What the exercise asks :: When you reach the line containing "--- a/code/ui/list-item/src/ListItem.tsx" in the entries below, begin reproducing lines exactly, and stop once the line containing "(diff shortened: 1 of 1 files shown)" is done.

:::

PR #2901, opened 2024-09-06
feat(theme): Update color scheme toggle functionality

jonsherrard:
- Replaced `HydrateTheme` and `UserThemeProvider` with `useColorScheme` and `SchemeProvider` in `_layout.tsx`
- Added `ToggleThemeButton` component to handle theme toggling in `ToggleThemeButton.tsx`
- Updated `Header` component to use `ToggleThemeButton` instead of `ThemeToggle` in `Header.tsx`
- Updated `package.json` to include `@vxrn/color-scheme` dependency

:::

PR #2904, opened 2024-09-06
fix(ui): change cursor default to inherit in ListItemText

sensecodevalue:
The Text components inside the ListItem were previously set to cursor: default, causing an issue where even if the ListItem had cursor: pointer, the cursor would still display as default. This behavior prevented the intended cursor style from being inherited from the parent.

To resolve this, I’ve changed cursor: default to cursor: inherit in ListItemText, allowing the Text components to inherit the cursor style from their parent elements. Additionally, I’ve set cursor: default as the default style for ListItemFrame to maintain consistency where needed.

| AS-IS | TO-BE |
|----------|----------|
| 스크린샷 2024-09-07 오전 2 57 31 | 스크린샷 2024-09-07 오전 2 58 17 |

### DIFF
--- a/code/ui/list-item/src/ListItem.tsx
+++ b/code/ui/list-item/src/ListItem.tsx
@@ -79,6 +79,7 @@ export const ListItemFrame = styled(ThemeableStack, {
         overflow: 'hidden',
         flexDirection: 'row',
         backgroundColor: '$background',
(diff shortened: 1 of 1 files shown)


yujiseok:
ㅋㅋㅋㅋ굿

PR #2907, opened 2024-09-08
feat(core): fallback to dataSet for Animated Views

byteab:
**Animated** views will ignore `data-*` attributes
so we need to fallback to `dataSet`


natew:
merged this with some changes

:::

Answer space ::
--- a/code/ui/list-item/src/ListItem.tsx
+++ b/code/ui/list-item/src/ListItem.tsx
@@ -79,6 +79,7 @@ export const ListItemFrame = styled(ThemeableStack, {
         overflow: 'hidden',
         flexDirection: 'row',
         backgroundColor: '$background',
(diff shortened: 1 of 1 files shown)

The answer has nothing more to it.